In Situ Staining of BM Stroma
The same femoral preparation was used for staining of BM stroma with PKH dyes. After gentle flushing of femoral contents, the bone lumen was superfused with 2 µM PKH67 in diluent C for 10 minutes. Then, the femur was consecutively perfused for 10 minutes with PBS containing 2% FCS and PBS. Viability of stromal cells was assayed by the propidium iodide (PI) exclusion test. As previously shown, the cellular lining of femoral BM was confluent and there was no significant uptake of PI up to 3 hours after excision of the femurs.

Image Acquisition and Data Analysis
Direct observation of flurochrome-labeled BMC in recipient BM was performed through the optical bone window using Nikon Eclipse 800; Melville, NY (http://www.microscopyu.com) and Axiophot (C. Zeiss; Thornwood, NY; http://www.zeiss.com) upright fluorescence microscopes. Images acquired with standard sets of filters (Chroma Technology; Brattleboro, VT; http://www.chroma.com) were recorded with a charge-coupled device (CCD) camera (Hamamatsu Photonics KK; Hamamatsu, Japan; http://www.hamamatsu.com), processed, and pseudocolored to simulate the real hues (Adobe Photoshop software). Images were RGB (color gamut R, red; G, green; B, blue) reconstructed by superposition of three fluorescence layers acquired at the same magnification and position of the stage: the red layer represents PKH26, the green layer represents PKH67, and the blue layer represents UV-excited bone autofluorescence observed with a standard set of DAPI (4'-6'-diamidino-2'phenylindole) filters. The number of cells adherent to BM stroma was calculated using a visibility coefficient of the optical window in our experimental conditions.

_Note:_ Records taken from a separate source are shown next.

PR #7419, opened 2016-03-21
Prevent deadlocks in AvatarUpdate

hyperlogic:
This has two parts:

1. Remove AvatarUpdate and all of it's internal locking.  This was left over from earlier avatar threading experiments, and is now unnecessary.
2. Prevent Application::idle from executing while still within Application::paintGL(), this can happen in rare cases where a Win32 dialog box is opened while inside of paintGL, apparently the nvidia driver can sometimes do this.

PR #7433, opened 2016-03-23
Avoid triggering deadlock on long local qml component instantion

zzmp:
- Expose DeadlockWatchdogThread::updateHeartbeat as a public slot on qApp.
- Make qml component instantiation `PreferSynchronous` explicitly.
- Update deadlock heartbeat before qml component instantiation to avoid "deadlock" trigger on long load times.

### DIFF
--- a/interface/src/Application.cpp
+++ b/interface/src/Application.cpp
@@ -239,11 +239,7 @@ class DeadlockWatchdogThread : public QThread {
 public:
     static const unsigned long HEARTBEAT_CHECK_INTERVAL_SECS = 1;
     static const unsigned long HEARTBEAT_UPDATE_INTERVAL_SECS = 1;
-#ifdef DEBUG
-    static const unsigned long MAX_HEARTBEAT_AGE_USECS = 600 * USECS_PER_SECOND;
-#else
     static const unsigned long MAX_HEARTBEAT_AGE_USECS = 10 * USECS_PER_SECOND;
-#endif
 
     // Set the heartbeat on launch
     DeadlockWatchdogThread() {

Adhesion of BMC to BM stroma was assessed with the aid of laser tweezers (Cell Robotics Intl.; Albuquerque, NM; http://www.cellrobotics.com). Briefly, the optical trap uses the energy of a laser light beam at 1,000 nm to trap particles under focus. Trapped cells can be translocated by deflecting the light beam using a joystick-operated set of mirrors. Preliminary studies showed that the trapping force of the laser tweezers was insufficient for detachment of adherent cells and was effective for translocation of nonadherent cells.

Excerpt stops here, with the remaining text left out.